Ask HN: What OS do they use at NASA? - pWneD
======
fleitz
Lots of different OSs. Voyager probably doesn't even have an OS. The booster
rockets on the shuttle use 8088's and assembler. The mars rovers use vxworks
or it's predecessor. And I've heard rumors of embedded linux and QNX for some
projects.

Basically you're going to find an OS reasonably suited to the job. Also,
you're going to find OLD stuff as NASA wants something where the bugs are
known / already worked out. This is why a few years ago they upgraded Hubble
to a 486. And why on the rovers it executes code in debug mode and has
hardware to interface with the JTAG ports.
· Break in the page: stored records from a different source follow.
PR #400, opened 2025-06-27
replace legacy OSSRH stuff with Central

mistmist:
Sonatype is retiring OSSRH and the namespace was migrated to Maven Central already.

Try to adapt docs and pom.xml with snippets copied from various docs and hope it will work...

[... just typed "mvn deploy" and the result is at https://central.sonatype.com/service/rest/repository/browse/maven-snapshots/org/odftoolkit/ ]

### DIFF
--- a/pom.xml
+++ b/pom.xml
@@ -228,13 +228,12 @@
     </ciManagement>
     <distributionManagement>
         <snapshotRepository>
-            <id>ossrh</id>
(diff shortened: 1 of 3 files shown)


svanteschubert (approved):
Thank you, Michael for taking the time on this.
We might need another iteration when the next full release will not work ;-) But this looks quite good to me!
PS: We should keep in mind that we still need to generate the HTML docu from the mdtext but this is no blocker for this patch to me!

PR #165, opened 2021-03-31
Scroll card with focused button into view

sushmi21:
When you have gallery cards with buttons, you will be able to focus the buttons in the cards using tab. Sometimes, when the button in the card receives focus, the card will not be scrolled to the middle (Example: When you have three cards with at least one button each, when a button in card 2 receives focus, the card will not be scrolled to middle). Hence, you will be able to see only half of the focused button and the card in which it is present. 
With this fix, the button inside the card that is focused will be scrolled into view. Additionally, the button groups are assigned aria-labelledby and aria-describedby attributed

To test:
- Create gallery with multiple cards and add at at least one button to each card 
- Navigate using keyboard and see if the focused button is fully visible


kwinto (approved):
ie11 ✔️

Cesarcs7 (approved):

src/plugins/messenger/MessengerPreview/components/MessengerGenericTemplate/MessengerGenericTemplate.tsx
```diff
@@ -105,27 +112,37 @@ export const getMessengerGenericTemplate = ({
                     )
             ) : null;
 
+            const carousalRootId = `webchat-carousel-template-root-${uuid.v4()}`;
```
dshire, line 115: typo *carousel

src/plugins/messenger/MessengerPreview/components/MessengerGenericTemplate/MessengerGenericTemplate.tsx
```diff
@@ -105,27 +112,37 @@ export const getMessengerGenericTemplate = ({
...
+            const carouselTitle = `webchat-carousel-template-title-${uuid.v4()}`;
+            const carouselSubtitle = `webchat-carousel-template-subtitle-${uuid.v4()}`;
+            // add aria-describedby only if subtitle is present
+            const carousalAriaDescribedBy = document.getElementById(carouselSubtitle) ? carouselSubtitle : undefined;
```
dshire, line 119: also typo *carousel

dshire (changes requested):
working as expected, there's just some typos you should fix before we merge

src/plugins/messenger/MessengerPreview/components/MessengerGenericTemplate/MessengerGenericTemplate.tsx
sushmi21: fixed

src/plugins/messenger/MessengerPreview/components/MessengerGenericTemplate/MessengerGenericTemplate.tsx
sushmi21: fixed

dshire (approved):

Everything that works off planet
needs to be as bug free as possible and if something goes wrong you need a way
to patch it remotely with latencies in the minutes to hours.

------
dasht
NASA is very big with many largely separate parts. "All of them" is a
reasonable approximation.

------
hector_ka
Mostly Windows, but I have seen Macs too.NASA is not only rockets.It has lots
of offices and labs.

------
kakali
Many. Ames uses Windows, RHEL, and OSX. The choice is up to the user and
division they are in.

------
mkinnan
My father works at the KSC location and his computer runs Windows :)

------
gjvc
Linux